---------- Information shown ----------

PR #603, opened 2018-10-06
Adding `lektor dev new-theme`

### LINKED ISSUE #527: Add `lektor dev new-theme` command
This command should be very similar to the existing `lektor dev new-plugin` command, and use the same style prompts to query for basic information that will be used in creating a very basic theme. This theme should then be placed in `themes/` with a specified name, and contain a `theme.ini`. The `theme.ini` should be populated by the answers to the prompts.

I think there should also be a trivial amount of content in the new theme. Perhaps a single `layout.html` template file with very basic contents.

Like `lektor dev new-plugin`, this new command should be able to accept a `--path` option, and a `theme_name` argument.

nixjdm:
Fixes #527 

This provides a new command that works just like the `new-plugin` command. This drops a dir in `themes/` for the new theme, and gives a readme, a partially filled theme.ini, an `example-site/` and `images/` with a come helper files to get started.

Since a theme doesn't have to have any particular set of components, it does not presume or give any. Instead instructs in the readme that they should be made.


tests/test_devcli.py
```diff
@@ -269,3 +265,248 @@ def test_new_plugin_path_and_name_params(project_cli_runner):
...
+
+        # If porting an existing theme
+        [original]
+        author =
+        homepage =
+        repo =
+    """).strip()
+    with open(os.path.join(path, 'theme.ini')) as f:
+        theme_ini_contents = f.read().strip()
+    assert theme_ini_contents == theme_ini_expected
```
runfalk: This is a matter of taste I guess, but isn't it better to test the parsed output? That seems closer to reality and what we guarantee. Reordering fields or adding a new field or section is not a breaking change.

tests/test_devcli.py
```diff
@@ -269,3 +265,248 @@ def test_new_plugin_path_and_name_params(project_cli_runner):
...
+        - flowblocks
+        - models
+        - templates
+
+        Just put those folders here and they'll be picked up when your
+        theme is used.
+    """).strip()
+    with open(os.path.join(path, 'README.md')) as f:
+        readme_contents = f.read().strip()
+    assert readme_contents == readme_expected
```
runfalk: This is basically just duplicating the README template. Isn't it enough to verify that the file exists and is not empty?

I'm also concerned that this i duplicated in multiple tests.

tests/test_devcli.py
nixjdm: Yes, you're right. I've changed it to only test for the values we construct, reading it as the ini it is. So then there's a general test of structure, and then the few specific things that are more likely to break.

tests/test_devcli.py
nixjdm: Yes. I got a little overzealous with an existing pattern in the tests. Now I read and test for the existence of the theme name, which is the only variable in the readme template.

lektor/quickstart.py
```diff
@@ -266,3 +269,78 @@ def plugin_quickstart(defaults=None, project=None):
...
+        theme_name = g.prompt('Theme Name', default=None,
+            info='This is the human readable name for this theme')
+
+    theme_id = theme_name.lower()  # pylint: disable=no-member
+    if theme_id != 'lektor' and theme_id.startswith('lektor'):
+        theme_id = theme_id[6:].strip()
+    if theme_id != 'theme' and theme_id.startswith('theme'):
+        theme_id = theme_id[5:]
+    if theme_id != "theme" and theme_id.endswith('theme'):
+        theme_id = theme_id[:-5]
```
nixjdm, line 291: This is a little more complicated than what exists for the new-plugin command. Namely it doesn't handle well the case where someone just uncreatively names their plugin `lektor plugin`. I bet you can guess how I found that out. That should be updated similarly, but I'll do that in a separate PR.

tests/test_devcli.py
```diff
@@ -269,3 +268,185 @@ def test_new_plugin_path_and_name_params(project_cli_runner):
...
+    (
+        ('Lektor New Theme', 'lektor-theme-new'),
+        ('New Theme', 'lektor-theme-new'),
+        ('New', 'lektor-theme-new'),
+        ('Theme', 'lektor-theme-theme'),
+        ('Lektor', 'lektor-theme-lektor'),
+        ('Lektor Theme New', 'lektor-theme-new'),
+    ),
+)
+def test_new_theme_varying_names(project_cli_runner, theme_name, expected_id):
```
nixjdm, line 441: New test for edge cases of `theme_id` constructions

----------

• _Task description_
Retype every line of the material exactly.

• _Result_
PR #603, opened 2018-10-06
Adding `lektor dev new-theme`

### LINKED ISSUE #527: Add `lektor dev new-theme` command
This command should be very similar to the existing `lektor dev new-plugin` command, and use the same style prompts to query for basic information that will be used in creating a very basic theme. This theme should then be placed in `themes/` with a specified name, and contain a `theme.ini`. The `theme.ini` should be populated by the answers to the prompts.

I think there should also be a trivial amount of content in the new theme. Perhaps a single `layout.html` template file with very basic contents.

Like `lektor dev new-plugin`, this new command should be able to accept a `--path` option, and a `theme_name` argument.

nixjdm:
Fixes #527 

This provides a new command that works just like the `new-plugin` command. This drops a dir in `themes/` for the new theme, and gives a readme, a partially filled theme.ini, an `example-site/` and `images/` with a come helper files to get started.

Since a theme doesn't have to have any particular set of components, it does not presume or give any. Instead instructs in the readme that they should be made.


tests/test_devcli.py
```diff
@@ -269,3 +265,248 @@ def test_new_plugin_path_and_name_params(project_cli_runner):
...
+
+        # If porting an existing theme
+        [original]
+        author =
+        homepage =
+        repo =
+    """).strip()
+    with open(os.path.join(path, 'theme.ini')) as f:
+        theme_ini_contents = f.read().strip()
+    assert theme_ini_contents == theme_ini_expected
```
runfalk: This is a matter of taste I guess, but isn't it better to test the parsed output? That seems closer to reality and what we guarantee. Reordering fields or adding a new field or section is not a breaking change.

tests/test_devcli.py
```diff
@@ -269,3 +265,248 @@ def test_new_plugin_path_and_name_params(project_cli_runner):
...
+        - flowblocks
+        - models
+        - templates
+
+        Just put those folders here and they'll be picked up when your
+        theme is used.
+    """).strip()
+    with open(os.path.join(path, 'README.md')) as f:
+        readme_contents = f.read().strip()
+    assert readme_contents == readme_expected
```
runfalk: This is basically just duplicating the README template. Isn't it enough to verify that the file exists and is not empty?

I'm also concerned that this i duplicated in multiple tests.

tests/test_devcli.py
nixjdm: Yes, you're right. I've changed it to only test for the values we construct, reading it as the ini it is. So then there's a general test of structure, and then the few specific things that are more likely to break.

tests/test_devcli.py
nixjdm: Yes. I got a little overzealous with an existing pattern in the tests. Now I read and test for the existence of the theme name, which is the only variable in the readme template.

lektor/quickstart.py
```diff
@@ -266,3 +269,78 @@ def plugin_quickstart(defaults=None, project=None):
...
+        theme_name = g.prompt('Theme Name', default=None,
+            info='This is the human readable name for this theme')
+
+    theme_id = theme_name.lower()  # pylint: disable=no-member
+    if theme_id != 'lektor' and theme_id.startswith('lektor'):
+        theme_id = theme_id[6:].strip()
+    if theme_id != 'theme' and theme_id.startswith('theme'):
+        theme_id = theme_id[5:]
+    if theme_id != "theme" and theme_id.endswith('theme'):
+        theme_id = theme_id[:-5]
```
nixjdm, line 291: This is a little more complicated than what exists for the new-plugin command. Namely it doesn't handle well the case where someone just uncreatively names their plugin `lektor plugin`. I bet you can guess how I found that out. That should be updated similarly, but I'll do that in a separate PR.

tests/test_devcli.py
```diff
@@ -269,3 +268,185 @@ def test_new_plugin_path_and_name_params(project_cli_runner):
...
+    (
+        ('Lektor New Theme', 'lektor-theme-new'),
+        ('New Theme', 'lektor-theme-new'),
+        ('New', 'lektor-theme-new'),
+        ('Theme', 'lektor-theme-theme'),
+        ('Lektor', 'lektor-theme-lektor'),
+        ('Lektor Theme New', 'lektor-theme-new'),
+    ),
+)
+def test_new_theme_varying_names(project_cli_runner, theme_name, expected_id):
```
nixjdm, line 441: New test for edge cases of `theme_id` constructions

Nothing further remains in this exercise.